[Data items]
PR #6162, opened 2024-04-27
libraries/folly: Updated for version 20240420_c2cf035

earies:


willysr:
@sbo-bot: build libraries/folly

willysr:
@earies you removed fmt which is still needed by this project

earies:
> @earies you removed fmt which is still needed by this project

Added back - was removed some time ago when fmt became part of upstream `l/fmt`

For slackbuild dependencies, when items move from SBo to become officially part of base slackware, it is unclear if these are necessary to be called out (appears so here) as have also noticed a number of others over the years not calling this out if the base pipeline assumes to contain such deps (or this could be a matter of -current assumptions only)

willysr:
@sbo-bot: build libraries/folly

willysr:
@earies still failed to build here

willysr:
@earies any update on this? or can we drop this?

earies:
> @earies any update on this? or can we drop this?

Can you confirm if the build environment is on `-current` with liburing 2.6 (from 5/1/2024 updates)?

willysr:
we use -stable for this VM since SBo is for stable

earies:
> we use -stable for this VM since SBo is for stable

ok so then this likely aligns to the following liburing version

https://mirrors.slackware.com/slackware/slackware64-15.0/source/l/liburing/

which is on 2.1 (9/10/2021) and incompatible - `folly` publishes are weekly and have a number of very recent dependencies each week so it's likely this PR needs to be dropped and any folly slackbuild support can really only be against `-current` (and even current will often not be able to support w/o constant alignment of core dependency updates)

willysr:
then i would suggest to drop back to the version which supports older version of liburing and make a NOTE in the README about that situation.

earies:
> then i would suggest to drop back to the version which supports older version of liburing and make a NOTE in the README about that situation.

I don't see this as feasible to maintain unfortunately.  Folly is one of many libraries from Meta that has a tight dependency chain amongst each other assuming alignment mostly within their infra and select distro CI pipelines.  In order to align to stable, we'd have to unwind to very old versions that are likely to be proven less useful w/ known isssues if there is even adoption/usage of this slackbuild. (The versioning is linear w/o formal branching so the weekly publishes are just a stamped out hash)

For these libraries, I will generally fork from `-current` to fulfill most recent dependencies which also walk back to more recent kernel versions as well.  With that said, when this slackbuild was initially submitted, it just so happened there was dependency alignment in order to build on `-stable` however I think we are well beyond that point now.

Slackbuilds are possible for this library and various others that depend on folly but imo, not on `-stable`

willysr:
Since that's the case, i will remove folly from SBo

PR #6208, opened 2024-04-29
development/rust16: Updated for version 1.77.2.

pghvlaans:
Sorry about the delay. Reverse dependencies (except for `yabridge`, which needs multilib) built on VM for 64- and 32-bit and in Docker for ARM.

The `sbopkglint` failure for 64-bit is expected; stripping shared objects causes a segfault when running the binaries.


willysr:
@sbo-bot: build development/rust16

willysr:
merged

PR #6246, opened 2024-05-02
system/openzfs: Remove unnecessary configure arguments.

mattegger:
Removed configure arguments that pointed to the "/lib/modules/${KERNEL}/source" symlink. These are not necessary to compile openzfs on -15.0, and cause the compile to fail on -current. As far as I can tell, the kernel-modules package from 15.0 creates this symlink, but the current version does not.


aclemons:
@sbo-bot: build system/openzfs

aclemons (approved):
LGTM

willysr:
merged

PR #6268, opened 2024-05-03
games/Mindustry: Repackage instead of Gradle build

Ythogtha:
At least it makes for an easier SlackBuild...

But it needs the icon manually added.
Maybe it could be extracted from the jar.


Ythogtha:
@sbo-bot: build games/Mindustry

willysr:
merged

PR #9669, opened 2025-02-10
python/python3-incremental: reverted to version 22.10.0 - breaks builds

Ythogtha:
Newer version will break a lot of builds, which would start complaining about a too old setuptools.
Reverting to avoid breakages, or lots of updates.

/!\ edit /!\ But breaks Twisted...


Ythogtha:
And *damn* that breaks the twisted update, which requires the newer incremental !

PR #9958, opened 2025-03-03
add xosview

r1w1s1:
add xosview 1.24


willysr:
@r1w1s1 please use normal submission for new script

PR #10085, opened 2025-03-13
multimedia/popcorntime: Updated for version 0.5.1

fsLeg:
Please use this submission instead of the one submitted through the site   (#10052). I didn't know the script polluted the filesystem so much until I saw the build log here. This should be amended now, except for Python scripts compiling and leaving behind .pyc files on 32 bit systems (that's just how Python works), but I'm not sure if this can or should be disabled.


willysr:
@sbo-bot: build multimedia/popcorntime

PR #10095, opened 2025-03-14
development/android-tools: Fix build with new profobuf3

philipvdh:
This fixes building with protobuf3 version 30. It also seems to work fine with 29.3 so it should not cause any issues in case this might get merged before the protobuf upgrade.


aclemons:
@sbo-bot: build development/android-tools

aclemons (approved):
LGTM

Issue #10021, opened 2025-03-07
protobuf 30.0 break


willysr:
This issue is used to track the progress with protobuf 30.0 (https://github.com/protocolbuffers/protobuf/releases) fixes for scripts that depends on it:
#  Overview
| package |  notes | resolution |
| --- | --- | --- |
| development/android-tools | --- | Fixed in #10095  | 
| gis/qgis | See https://github.com/protobuf-c/protobuf-c/pull/762 | Fixed by patching with https://github.com/protobuf-c/protobuf-c/pull/762 |
| libraries/grpc | --- | Updated for version 1.71.0 |
| libraries/protobuf-c | --- | Fixed by patching with https://github.com/protobuf-c/protobuf-c/pull/762 |
| network/feather | --- | Disable Trezor Hardware by default |
| python/python3-grpcio | -- | Updated for version 1.71.0  |
| system/usbguard | --- | Fixed with 3c46271be2b11281703baa1e13c07fd13074b885 |

willysr:
@isaackwy can you confirm that python3-grpcio is removed upstream? see notes

isaackwy:
No, python3-grpcio is not removed upstream.

My python3-grpcio Slackbuild is only the Python 3 build of gRPC: https://github.com/grpc/grpc
Recall that I split gRPC into the grpc and python3-grpcio SlackBuilds (because I wanted to make OpenSnitch maintenance easier. For context, OpenSnitch depends on python3-grpcio.)

I'm not using Slackware anymore so I can't test protobuf3 30.0 with python3-grpcio.

I have a suggestion: Update python3-grpcio to 1.71.0 (just like with grpc) and see what happens.

willysr:
@isaackwy 
python3-grpcio failed to build
https://github.com/SlackBuildsOrg/slackbuilds/pull/10020#issuecomment-2707904626

grpc built just fine though

isaackwy:
I think what https://github.com/protocolbuffers/protobuf/commit/5ba74b11e8d2bd5e9b22e972beb572668bf6191c is saying is that protobuf no longer provides Python RPC services by itself. Meaning, python3-grpcio (or rather, gRPC) must implement its own code generator plugins.

I don't know how this affects my python3-grpcio SlackBuild.
I looked at the build failure output, and it seems that grpc_tools (i.e. the python3-grcpio_tools that is bundled within the SlackBuild) is unable to find the generator.h file.

willysr:
[...]

PR #10020, opened 2025-03-07
development/protobuf3: Updated for version 30.0.

willysr:

PR #10109, opened 2025-03-15
python/python3-grpcio: Re-enable python3-grpcio-tools module [revised PR 1]

isaackwy:
See https://github.com/SlackBuildsOrg/slackbuilds/issues/10021 and https://github.com/SlackBuildsOrg/slackbuilds/pull/10020 for more details.

1. Can the python3-grpcio SlackBuild simply link to a prior protobuf v30.0 source tarball within the $TMP directory (that is, /tmp/SBo)? Or does the python3-grpcio SlackBuild itself have to download and extract another protobuf v30.0 tarball? (i.e. python3-grpcio's .info would additionally contain a link to the protobuf v30.0 source tarball.)

2. Regarding the protobuf version (the $PROTOVER variable):
Since @willysr prefers to keep updating protobuf, I am more inclined to remove the $PROTOVER variable entirely. Instead, the new build flag will be something like -I$TMP/protobuf-*/src

@willysr, please advise.

Update:
I'm trying this PR again.
This time, the python3-grpcio SlackBuild will download the protobuf v30.1 tarball and then extract it inside the grpc source folder (i.e. inside /tmp/SBo/grpc-1.71.0).

### DIFF
--- a/python/python3-grpcio/python3-grpcio.SlackBuild
+++ b/python/python3-grpcio/python3-grpcio.SlackBuild
@@ -16,7 +16,7 @@
 #  MERCHANTABILITY AND FITNESS FOR A PARTICULAR PURPOSE ARE DISCLAIMED.  IN NO
 #  EVENT SHALL THE AUTHOR BE LIABLE FOR ANY DIRECT, INDIRECT, INCIDENTAL,
 #  SPECIAL, EXEMPLARY, OR CONSEQUENTIAL DAMAGES (INCLUDING, BUT NOT LIMITED TO,
-#  PROCUREMENT OF SUBSTITUTE GOODS OR SERVICES; LOSS OF USE, DATA, OR PROFITS; 
+#  PROCUREMENT OF SUBSTITUTE GOODS OR SERVICES; LOSS OF USE, DATA, OR PROFITS;
 #  OR BUSINESS INTERRUPTION) HOWEVER CAUSED AND ON ANY THEORY OF LIABILITY,
 #  WHETHER IN CONTRACT, STRICT LIABILITY, OR TORT (INCLUDING NEGLIGENCE OR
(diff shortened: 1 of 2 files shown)


willysr:
@sbo-bot: build python/python3-grpcio

willysr:
@sbo-bot: build x86_64 system/OpenSnitch

willysr:
hm.. i updated protobuf to 30.1 on my branch, so this PR needs to be updated a bit
second, i don't know if it can look on other script's source directory (protobuf3) inside CI
may have to ask @aclemons for this

willysr:
@isaackwy i think python3-grpcio should be merged with grpc
that should work under CI i guess

willysr:
@sbo-bot: build x86_64 python/python3-grpcio

willysr:
i think you are not allowed to use other source's directory in CI

isaackwy:
> i think you are not allowed to use other source's directory in CI

What do you mean by this?

This is what we tried so far:
- set an additional build variable -I, linking it to /tmp/SBo/protobuf-30.1/src
- same thing as above, but instead extract protobuf-30.1 inside /tmp/SBo/grpc-1.71.0 (and then setting the build variable -I$TMP/grpc-1.71.0/protobuf-30.1/src)

willysr:
it requires a private headers found in protobuf package (see the patch i applied in protobuf to enable private headers).

in the PR, i don't see anything about second point, just first one

isaackwy:
> it requires a private headers found in protobuf package (see the patch i applied in protobuf to enable private headers).
> 
> in the PR, i don't see anything about second point, just first one

I'll add in the "re-enable private headers" patch tomorrow or so.
The build variable will also link to -I$TMP/grpc-1.71.0/protobuf-30.1/src, but the protobuf-30.1 source tarball (that I extracted to grpc-1.71.0) will be patched.

willysr:
it's better to put the PR in a complete state so i may not misunderstood your ideas

willysr:
merged in #10117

## [Brief]
Find every line in the records above that contains the word "case", and copy each one.

## [Written solution]
Since that's the case, i will remove folly from SBo
This fixes building with protobuf3 version 30. It also seems to work fine with 29.3 so it should not cause any issues in case this might get merged before the protobuf upgrade.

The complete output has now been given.